Introduction
Welcome!
Hello and welcome to this introduction on Item Response Theory, or IRT. IRT is used with testing, to help with item selection and test validation.
In this tutorial, you will:
- Learn the main parameters, models, and assumptions associated with IRT;
- Visualize how changing these parameters affects the models and test;
- Understand how IRT can help identify item biases;
- Learn and test out the relevant R code to fit IRT models.
There will be questions throughout the tutorial, so you can check if you’ve understood the concepts.
Good luck!
Difficulty
Imagine you’re trying to learn someone’s specific ability - for now, let’s take 2nd grade math ability. You develop some questions about math with different levels of difficulty, for example:
- \(4 + 3 = \cdots\)
- \(6 * 7 = \cdots\)
- \(\frac{1}{2} + \frac{1}{4} = \cdots\)
Let’s assume that your questions are directly measuring that person’s ability. If the question has a 50% chance of being answered correctly by a 2nd grader, then you can assume that the difficulty of the item matches the ability of the student: people that answer the question correctly have a higher level of ability than an average 2nd grader, and people that answer incorrectly have a lower level.
This means that the probability that someone correctly responds to a question depends both on that person’s ability and on the difficulty of the question. This is also given by the following model, with ability denoted \(\theta\) and item difficulty denoted \(b_i\). This model is called the Rasch model.
\[P_i(\theta) = \frac{e^{\theta - b_i}}{1 + e^{\theta - b_i}}\]

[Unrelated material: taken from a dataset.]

Issue #843, opened 2024-04-30
GMP: target_info and otel_scope_info metrics are INT-typed


dashpole:
Prometheus metrics scraped from a prometheus endpoint are always double-typed, so if a user is using GMP's managed collection, and has a target_info or otel_scope_info metric, that metric will have a double value type.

Experiment with Difficulty
When you plot the probability of someone correctly answering a question depending on their ability, you get an Item Characteristic Curve (ICC), as seen below. To get an idea of how changing the difficulty of the item affects what you can infer about ability, experiment with the difficulty sliders.
Rasch model
The Rasch model only assesses one parameter: difficulty, denoted \(b_i\). As you can see from the graph, the curve for every item can move horizontally, but the shape stays the same. This is because the model assumes that the relation between the item and the latent trait being measured is the same for all items. In practice, however, this relation might vary over the different items. This is why the Two-Parameter Logistic (2PL) model introduces a new parameter: discrimination.
Discrimination
Let’s say that the reason you’re trying to figure out the 2nd grade math ability of a group of kids is because it will determine if certain students will be placed in a remedial math class. You want to make sure that the items are clearly differentiating students that need the remedial class from those who don’t. The discrimination parameter thus shows how well items distinguish between groups. In essence, discrimination measures how well an item relates to the underlying latent ability, so an item that strongly relates to the ability should have a higher discrimination parameter.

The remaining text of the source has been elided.